When you transcribe the records that follow, reproduce each line exactly as given.
── EXERCISE MATERIAL ──
PR #853, opened 2024-01-04
fix: catch more unhandled promise rejections

mikekap:
I think I have a somewhat bad adapter setup, but when upgrading zigbee2mqtt from 1.33.1 to 1.35.0 I get pretty consistent crashes due to unhandled promise rejections. This fixes the rejections that I encountered.

### DIFF
--- a/src/adapter/ezsp/driver/ezsp.ts
+++ b/src/adapter/ezsp/driver/ezsp.ts
@@ -263,6 +263,7 @@ export class Ezsp extends EventEmitter {
     }
 
     public async connect(path: string, options: Record<string, number|boolean>): Promise<void> {
+        let lastError = null;
         for (let i = 1; i < 5; i += 1) {
             try {
                 await this.serialDriver.connect(path, options);
@@ -271,10 +272,11 @@ export class Ezsp extends EventEmitter {
                 debug.error(`Connection attempt ${i} error: ${error.stack}`);
                 await Wait(5000);
                 debug.log(`Next attempt ${i+1}`);
+                lastError = error;
             }
         }
         if (!this.serialDriver.isInitialized()) {
-            throw new Error("Failure to connect");
+            throw new Error("Failure to connect", {cause: lastError});
         }
         if (WATCHDOG_WAKE_PERIOD) {
             this.watchdogTimer = setInterval(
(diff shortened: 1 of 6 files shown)


src/adapter/ezsp/driver/ezsp.ts
```diff
@@ -271,10 +272,11 @@ export class Ezsp extends EventEmitter {
                 debug.error(`Connection attempt ${i} error: ${error.stack}`);
                 await Wait(5000);
                 debug.log(`Next attempt ${i+1}`);
+                lastError = error;
             }
         }
         if (!this.serialDriver.isInitialized()) {
-            throw new Error("Failure to connect");
+            throw new Error("Failure to connect", {cause: lastError});
```
mikekap, line 279: Not strictly necessary since it's in the logs already, but let me know if you'd like me to remove.

src/adapter/ezsp/driver/uart.ts
```diff
@@ -83,29 +83,35 @@ export class SerialDriver extends EventEmitter {
...
-        });
+
+            debug('Serialport opened');
+            this.serialPort.once('close', this.onPortClose.bind(this));
+            this.serialPort.once('error', (error) => {
+                debug(`Serialport error: ${error}`);
+            });
+    
+            // reset
+            await this.reset();
```
mikekap, line 104: if resetting failed here, the serial port would be stuck open forever.

src/utils/queue.ts
```diff
@@ -15,29 +13,28 @@ class Queue {
         this.concurrent = concurrent;
     }
 
-    public execute<T>(func: () => Promise<T>, key: string | number = null): Promise<T> {
-        return new Promise((resolve, reject): void =>  {
-            this.jobs.push({key, func, running: false, resolve, reject});
+    public async execute<T>(func: () => Promise<T>, key: string | number = null): Promise<T> {
```
mikekap, line 16: the change here isn't strictly necessary, but it makes for nicer async stack traces since the call to `func` is in the same async stack chain as the caller.

src/adapter/ezsp/driver/ezsp.ts
Koenkk: It's fine

src/utils/queue.ts
Koenkk: Cool, thanks!

Koenkk:
Looks good, could you take a look at the failing build? Then this can be merged.

Koenkk:
Many tanks!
───
_SOLUTION TO THIS TASK_:
PR #853, opened 2024-01-04
fix: catch more unhandled promise rejections

mikekap:
I think I have a somewhat bad adapter setup, but when upgrading zigbee2mqtt from 1.33.1 to 1.35.0 I get pretty consistent crashes due to unhandled promise rejections. This fixes the rejections that I encountered.

### DIFF
--- a/src/adapter/ezsp/driver/ezsp.ts
+++ b/src/adapter/ezsp/driver/ezsp.ts
@@ -263,6 +263,7 @@ export class Ezsp extends EventEmitter {
     }
 
     public async connect(path: string, options: Record<string, number|boolean>): Promise<void> {
+        let lastError = null;
         for (let i = 1; i < 5; i += 1) {
             try {
                 await this.serialDriver.connect(path, options);
@@ -271,10 +272,11 @@ export class Ezsp extends EventEmitter {
                 debug.error(`Connection attempt ${i} error: ${error.stack}`);
                 await Wait(5000);
                 debug.log(`Next attempt ${i+1}`);
+                lastError = error;
             }
         }
         if (!this.serialDriver.isInitialized()) {
-            throw new Error("Failure to connect");
+            throw new Error("Failure to connect", {cause: lastError});
         }
         if (WATCHDOG_WAKE_PERIOD) {
             this.watchdogTimer = setInterval(
(diff shortened: 1 of 6 files shown)


src/adapter/ezsp/driver/ezsp.ts
```diff
@@ -271,10 +272,11 @@ export class Ezsp extends EventEmitter {
                 debug.error(`Connection attempt ${i} error: ${error.stack}`);
                 await Wait(5000);
                 debug.log(`Next attempt ${i+1}`);
+                lastError = error;
             }
         }
         if (!this.serialDriver.isInitialized()) {
-            throw new Error("Failure to connect");
+            throw new Error("Failure to connect", {cause: lastError});
```
mikekap, line 279: Not strictly necessary since it's in the logs already, but let me know if you'd like me to remove.

src/adapter/ezsp/driver/uart.ts
```diff
@@ -83,29 +83,35 @@ export class SerialDriver extends EventEmitter {
...
-        });
+
+            debug('Serialport opened');
+            this.serialPort.once('close', this.onPortClose.bind(this));
+            this.serialPort.once('error', (error) => {
+                debug(`Serialport error: ${error}`);
+            });
+    
+            // reset
+            await this.reset();
```
mikekap, line 104: if resetting failed here, the serial port would be stuck open forever.

src/utils/queue.ts
```diff
@@ -15,29 +13,28 @@ class Queue {
         this.concurrent = concurrent;
     }
 
-    public execute<T>(func: () => Promise<T>, key: string | number = null): Promise<T> {
-        return new Promise((resolve, reject): void =>  {
-            this.jobs.push({key, func, running: false, resolve, reject});
+    public async execute<T>(func: () => Promise<T>, key: string | number = null): Promise<T> {
```
mikekap, line 16: the change here isn't strictly necessary, but it makes for nicer async stack traces since the call to `func` is in the same async stack chain as the caller.

src/adapter/ezsp/driver/ezsp.ts
Koenkk: It's fine

src/utils/queue.ts
Koenkk: Cool, thanks!

Koenkk:
Looks good, could you take a look at the failing build? Then this can be merged.

Koenkk:
Many tanks!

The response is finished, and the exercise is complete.